Data items:
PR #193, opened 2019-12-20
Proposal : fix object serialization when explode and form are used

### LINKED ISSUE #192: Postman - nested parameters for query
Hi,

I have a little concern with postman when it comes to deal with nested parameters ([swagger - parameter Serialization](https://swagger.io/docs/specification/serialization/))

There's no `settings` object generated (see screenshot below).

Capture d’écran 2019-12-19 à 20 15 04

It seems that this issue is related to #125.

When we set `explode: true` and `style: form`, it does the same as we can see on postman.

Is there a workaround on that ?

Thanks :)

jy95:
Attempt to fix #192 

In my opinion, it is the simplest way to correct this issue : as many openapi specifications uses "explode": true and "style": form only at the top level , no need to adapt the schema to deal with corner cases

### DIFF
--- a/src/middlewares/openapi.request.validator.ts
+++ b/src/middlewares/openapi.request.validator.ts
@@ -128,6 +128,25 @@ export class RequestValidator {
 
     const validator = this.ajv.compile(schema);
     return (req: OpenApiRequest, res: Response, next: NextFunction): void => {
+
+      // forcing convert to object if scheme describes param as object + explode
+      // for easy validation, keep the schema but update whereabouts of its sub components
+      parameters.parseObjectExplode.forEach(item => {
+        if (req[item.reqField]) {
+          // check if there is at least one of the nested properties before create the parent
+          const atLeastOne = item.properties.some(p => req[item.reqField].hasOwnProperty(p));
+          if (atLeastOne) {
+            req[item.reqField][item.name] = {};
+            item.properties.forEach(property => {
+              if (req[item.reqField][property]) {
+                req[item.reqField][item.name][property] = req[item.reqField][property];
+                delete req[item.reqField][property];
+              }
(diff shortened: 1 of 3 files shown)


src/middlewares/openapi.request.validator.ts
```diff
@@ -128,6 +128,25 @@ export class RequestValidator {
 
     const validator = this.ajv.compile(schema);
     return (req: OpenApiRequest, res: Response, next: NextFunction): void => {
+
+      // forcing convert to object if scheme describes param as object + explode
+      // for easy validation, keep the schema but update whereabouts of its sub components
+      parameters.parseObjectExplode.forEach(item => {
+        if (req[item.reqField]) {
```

■ **Task details**: Give back each record above exactly as written.

■ **Exercise answer**:
PR #193, opened 2019-12-20
Proposal : fix object serialization when explode and form are used

### LINKED ISSUE #192: Postman - nested parameters for query
Hi,

I have a little concern with postman when it comes to deal with nested parameters ([swagger - parameter Serialization](https://swagger.io/docs/specification/serialization/))

There's no `settings` object generated (see screenshot below).

Capture d’écran 2019-12-19 à 20 15 04

It seems that this issue is related to #125.

When we set `explode: true` and `style: form`, it does the same as we can see on postman.

Is there a workaround on that ?

Thanks :)

jy95:
Attempt to fix #192 

In my opinion, it is the simplest way to correct this issue : as many openapi specifications uses "explode": true and "style": form only at the top level , no need to adapt the schema to deal with corner cases

### DIFF
--- a/src/middlewares/openapi.request.validator.ts
+++ b/src/middlewares/openapi.request.validator.ts
@@ -128,6 +128,25 @@ export class RequestValidator {
 
     const validator = this.ajv.compile(schema);
     return (req: OpenApiRequest, res: Response, next: NextFunction): void => {
+
+      // forcing convert to object if scheme describes param as object + explode
+      // for easy validation, keep the schema but update whereabouts of its sub components
+      parameters.parseObjectExplode.forEach(item => {
+        if (req[item.reqField]) {
+          // check if there is at least one of the nested properties before create the parent
+          const atLeastOne = item.properties.some(p => req[item.reqField].hasOwnProperty(p));
+          if (atLeastOne) {
+            req[item.reqField][item.name] = {};
+            item.properties.forEach(property => {
+              if (req[item.reqField][property]) {
+                req[item.reqField][item.name][property] = req[item.reqField][property];
+                delete req[item.reqField][property];
+              }
(diff shortened: 1 of 3 files shown)


src/middlewares/openapi.request.validator.ts
```diff
@@ -128,6 +128,25 @@ export class RequestValidator {
 
     const validator = this.ajv.compile(schema);
     return (req: OpenApiRequest, res: Response, next: NextFunction): void => {
+
+      // forcing convert to object if scheme describes param as object + explode
+      // for easy validation, keep the schema but update whereabouts of its sub components
+      parameters.parseObjectExplode.forEach(item => {
+        if (req[item.reqField]) {
```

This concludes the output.